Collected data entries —
+++++

PR #785, opened 2018-07-20
XWIKI-15454: Wrong suggest input size in object edition

atallahade:
### Issue

https://jira.xwiki.org/browse/XWIKI-15454

### Changes

* Use the xform and skin css rules for the editor inputs.

### Screenshots
*Before:*
image-2018-07-20-14-40-03-958

*After:*
image

### DIFF
--- a/xwiki-platform-core/xwiki-platform-web/src/main/webapp/resources/js/xwiki/editors/dataeditors.css
+++ b/xwiki-platform-core/xwiki-platform-web/src/main/webapp/resources/js/xwiki/editors/dataeditors.css
@@ -18,14 +18,6 @@
   margin: 0;
   position: static;
 }
-/* Basic form elements styling */
-#xwikiobjects input, #xwikiobjects textarea,
-#xwikiobjects select, #xwikiobjects .selectize-input,
-#xwikiclassproperties input, #xwikiclassproperties textarea,
-#xwikiclassproperties select, #xwikiclassproperties .selectize-input {
-  border: 1px solid $theme.borderColor;
-  width: 90%;
-}
 div#xwikiobjects input[type="checkbox"], div#xwikiclassproperties input[type="checkbox"],
 div#xwikiobjects input[type="radio"], div#xwikiclassproperties input[type="radio"] {
   width: auto;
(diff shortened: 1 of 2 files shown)


xwiki-platform-core/xwiki-platform-web/src/main/webapp/resources/js/xwiki/editors/dataeditors.css
```diff
@@ -20,7 +20,9 @@
 }
 /* Basic form elements styling */
 #xwikiobjects input, #xwikiobjects textarea,
-#xwikiclassproperties input, #xwikiclassproperties textarea {
+#xwikiobjects select, #xwikiobjects .selectize-input,
+#xwikiclassproperties input, #xwikiclassproperties textarea,
+#xwikiclassproperties select, #xwikiclassproperties .selectize-input {
   border: 1px solid $theme.borderColor;
   width: 90%;
```
evalica: The correct solution here is to use .xform

atallahade: @evalica You mean replacing `#xwikiclassproperties` and `#xwikiobjects` with `.xform`?

mflorea: I don't think ``dataeditors.css`` should know about ``selectize.js`` classes.

atallahade: Makes sense, I'll move the related code in `selectize.css`.

evalica: in 10.7 we apparently have the xform class added to form#update. So instead of adding more selectors, I would just remove the border and the width declarations and rely on .xform+Skin styling.
Before
before

After
after


for http://localhost:8080/xwiki/bin/edit/Help/Applications/Movies/Meet%20John%20Doe?editor=object&force=1 with 
```
#xwikiobjects input, #xwikiobjects textarea, #xwikiclassproperties input, #xwikiclassproperties textarea {
    /* border: 1px solid #E8E8E8; */
    /* width: 90%; */
}
```
in dataeditors.css

evalica: With suggest objects type, After: 
suggest

atallahade:
@mflorea We were still discussing the issue. I've pushed a new commit to add the `xform` css class to class editor inputs. Here is what it looks like:
*On the class editor:*
image

*The object editor: (nothing changed here)*
image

+++++

Problem to solve —
Of the lines in the data above, some may include the word "inputs"; state how many, with no added words.

Result of the exercise —
2